Treat swollen legs with horse chestnuts? – AgriNews

I am a 75 year old male who was diagnosed two years ago with superficial venous insufficiency. Venous ablation was considered, but my cardiologist informed me that it would probably not improve my condition. Therefore, the best treatment is to wear compression socks and elevate my legs as much as possible. I follow the advice of my cardiologist. I recently read a recommendation to take horse chestnut (Aesculus hippocastanum) seed extract and look for products that have had the toxicant esculin removed. I discussed it with my cardiologist’s medical assistant and she saw no reason not to try it. What do you think?

A few years ago I saw a well-done study showing horse chestnut extract to be an effective treatment for the swelling associated with venous insufficiency. The usual dose studied was 300 mg of extract, standardized to 50 mg of escin, twice a day. Side effects noted in studies have been both infrequent and mild, and several patients have tried it.

Unfortunately, my patients’ experiences have not been successful. I don’t know if it was just bad luck that I had patients who didn’t respond, or if they didn’t receive effective medication.

A big problem with herbal treatments in the United States, which are sold as dietary supplements, is that purity and standardization cannot be guaranteed. They are not well regulated, compared to pharmaceuticals.

I’m sure there are ethical manufacturers who follow good practices, but the literature on supplements in general has shown that some products on sale do not contain the amount of substance they claim to contain. There is no brand that I feel comfortable recommending.

Nonetheless, I think it’s reasonable to try, especially in combination with standard therapy, which includes daytime compression stockings and at least three sessions of leg elevation above the core for 30 minutes at the time.

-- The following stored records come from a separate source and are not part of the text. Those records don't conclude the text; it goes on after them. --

PR #1725, opened 2021-04-27
JSUI-3224 Improve analytics log function types

samisayegh:
This PR is a direct clone of [Tom's submission](https://github.com/coveo/search-ui/pull/1723) to have the changes run on CI, and ensure the changes are associated with a jira.

### DIFF
--- a/src/ui/Analytics/AnalyticsActionListMeta.ts
+++ b/src/ui/Analytics/AnalyticsActionListMeta.ts
@@ -210,7 +210,7 @@ export interface IAnalyticsSearchAlertsUpdateMeta extends IAnalyticsSearchAlerts
   frequency: string;
 }
 
-export interface IAnalyticsSearchAlertsFollowDocumentMeta extends IAnalyticsDocumentViewMeta {
+export type IAnalyticsSearchAlertsFollowDocumentMeta = IAnalyticsDocumentViewMeta & {
   documentSource: string;
   documentLanguage: string[];
   contentIDKey: string;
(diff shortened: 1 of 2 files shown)


olamothe:
Looking at the build, it seems this will require some tweaks in the generated definition in order to be TypeScript 1.x compliant 🤔

ThibodeauJF:
Typescript V1 does not allow for generic defaults, which were introduced in the v2.
I guess we can strip them, like it's the case here: https://github.com/coveo/search-ui/pull/1260/files

Wouldn't that break for people using V1 though, since they will be forced to define that generic or they'll see a compilation error?

tcarrio:
@ThibodeauJF What versions of TypeScript v1 are supported? I'd be interested in testing out the changes with non-default generics. With this change provide as much type safety as possible based on the nested methods as opposed to the `any` provided by a non-extended generic type.

Without the default value, it would be inferred from the passed value. In which case, simply removing the default value may be enough here.

ThibodeauJF:
@tcarrio `1.8.10`

tcarrio:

My 57 year old son was diagnosed with stage 1 pancreatic cancer. He chose not to have surgery, chemotherapy or radiation therapy. He has his own personal reasons and I respect that. Do you know of any other treatments, such as diet?

Everyone has the right to request or refuse treatment. However, stage 1 pancreatic cancer is potentially curable with surgery, and time is running out. Many people have changed their minds about seeking standard treatment only after an alternative treatment has failed and their disease has progressed.

While I understand your respect for his decision, it is difficult for an outsider like me to see someone being denied a potentially curative treatment for a disease that will likely soon become incurable. Hopefully his decision was made based on a thorough and careful consideration of the facts.

Although healthy diets, herbs, massages and other therapies can help people feel better, there is no evidence that they cure this terrible disease.